11. Under French law, the Temporary Classic Fund is an FCPE and the Principal Classic Compartment and the Leveraged Compartment are compartments of an FCPE, which is a limited liability entity. Each Compartment's portfolio will almost exclusively consist of Shares of the Filer, although the Leveraged Compartment's portfolio will also include rights and associated obligations under the Swap Agreement. The Compartments may also hold cash or cash equivalents pending investments in Shares and for the purposes of facilitating Unit redemptions.

12. The manager of the Compartments, AXA Investment Managers Paris (the "Management Company"), is a portfolio management company governed by the laws of France. The Management Company is registered with the French AMF to manage French investment funds and complies with the rules of the French AMF. The Management Company is not, and has no current intention of becoming, a reporting issuer under the Legislation or the securities legislation of any of the Other Offering Jurisdictions.

13. The Management Company's portfolio management activities in connection with the Employee Share Offering and the Compartments are limited to subscribing for Shares from the Filer, selling such Shares as necessary in order to fund redemption requests, and such activities as may be necessary to give effect to the Swap Agreement.
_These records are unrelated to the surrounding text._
PR #778, opened 2020-11-06
Fix discrepancy in Gauge Metrics in PartitionMetrics and KafkaBasedConnectorTaskMetrics

vmaheshw:
Gauge metrics use a supplier function to get the latest value. For aggregate gauge metrics, we use a static object to have only one supplier function across all the tasks in the host. For task level gauge metrics, we maintain a local supplier function within the task object. This works fine as long as the key is different for each task. For KafkaMirrorMakerConnectorTask object, the metrics key is datastream name and not task name, which means if there are multiple tasks of the same datastream group on the same host, they will have conflict and gauge will return incorrect/unpredictable result. 

To solve this problem, making the gauge level supplier as a static object, so that there will be only one copy of the supplier function per key and we will not see the discrepancy in the result. 

I was able to reproduce the problem by extending the unit-tests. The unit-tests pass after the fix. This problem also exists for PartitionMetrics which has 2 gauge metrics "numPartitions" and "numStuckPartitions".


datastream-common/src/main/java/com/linkedin/datastream/connectors/CommonConnectorMetrics.java
```diff
@@ -186,23 +187,30 @@ protected void deregisterAggregates() {
...
+    final String _fullMetricsKey;
+
     // Map from connector class name to its stuck and total partition counter
     // This is needed for Gauge metrics which need long-typed suppliers.
+    static final Map<String, AtomicLong> NUM_STUCK_PARTITIONS_PER_METRIC_KEY = new ConcurrentHashMap<>();
+    static final Map<String, AtomicLong> NUM_PARTITIONS_PER_METRIC_KEY = new ConcurrentHashMap<>();
     static final Map<String, AtomicLong> AGGREGATED_NUM_STUCK_PARTITIONS = new ConcurrentHashMap<>();
     static final Map<String, AtomicLong> AGGREGATED_NUM_PARTITIONS = new ConcurrentHashMap<>();
+    private long _numStuckPartitions = 0;
+    private long _numPartitions = 0;
```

14. The Management Company is also responsible for preparing accounting documents and publishing periodic informational documents. The Management Company's activities will not affect the underlying value of the Shares.

15. None of the Filer, the Management Company, the Canadian Affiliates or any of their employees, agents or representatives will provide investment advice to the Canadian Participants with respect to investments in the Shares or the Units.

16. Shares issued in the Employee Share Offering will be deposited in the respective Compartment's accounts with BNP Paribas Securities Services (the "Depositary"), a large French commercial bank subject to French banking legislation.

17. Under French law, the Depositary must be selected by the Management Company from among a limited number of companies identified on a list maintained by the French Minister of the Economy, Finance and Industry and its appointment must be approved by the French AMF. The Depositary carries out orders to purchase, trade and sell Shares and takes all necessary action to allow the Compartments to exercise the rights relating to the Shares held in their respective portfolios.

18. Participation in the Employee Share Offering is voluntary, and the Canadian resident Qualifying Employees will not be induced to participate in the Employee Share Offering by expectation of employment or continued employment.

19. The total amount that may be invested by a Canadian Participant in the Employee Share Offering cannot exceed 25% of his or her estimated gross annual compensation for the 2010 calendar year. A Retired Employee may contribute up to a maximum of 25% of his or her gross annual compensation in the year before he or she retired. For the purposes of calculating these limits, a Canadian Participant's maximum "investment" in the Leveraged Compartment will include the additional Bank Contribution, if applicable. Therefore, the total amount invested by a Canadian Participant in the Leveraged Plan cannot exceed 2.5% of his or her estimated gross annual compensation for 2010, or, in the case of a Retired Employee, 2.5% of his or her gross annual compensation in the year before he or she retired.

20. The Shares are principally traded through Euronext Paris. The Shares are not currently listed for trading on any stock exchange in Canada and there is no intention to have the Shares so listed. As there is no market for the Shares in Canada, and as none is expected to develop, any first trades of Shares by Canadian Participants will be effected through the facilities of, and in accordance with, the rules and regulations of Euronext Paris.

21. The Filer will retain a securities dealer registered as a broker/investment dealer under the securities legislation of Ontario and Manitoba to provide advisory services to Canadian Participants resident in Ontario or Manitoba who express interest in the Leveraged Plan and to make a determination, in accordance with industry practices, as to whether an investment in the Leveraged Plan is suitable for each such Canadian Participant based on his or her particular financial circumstances.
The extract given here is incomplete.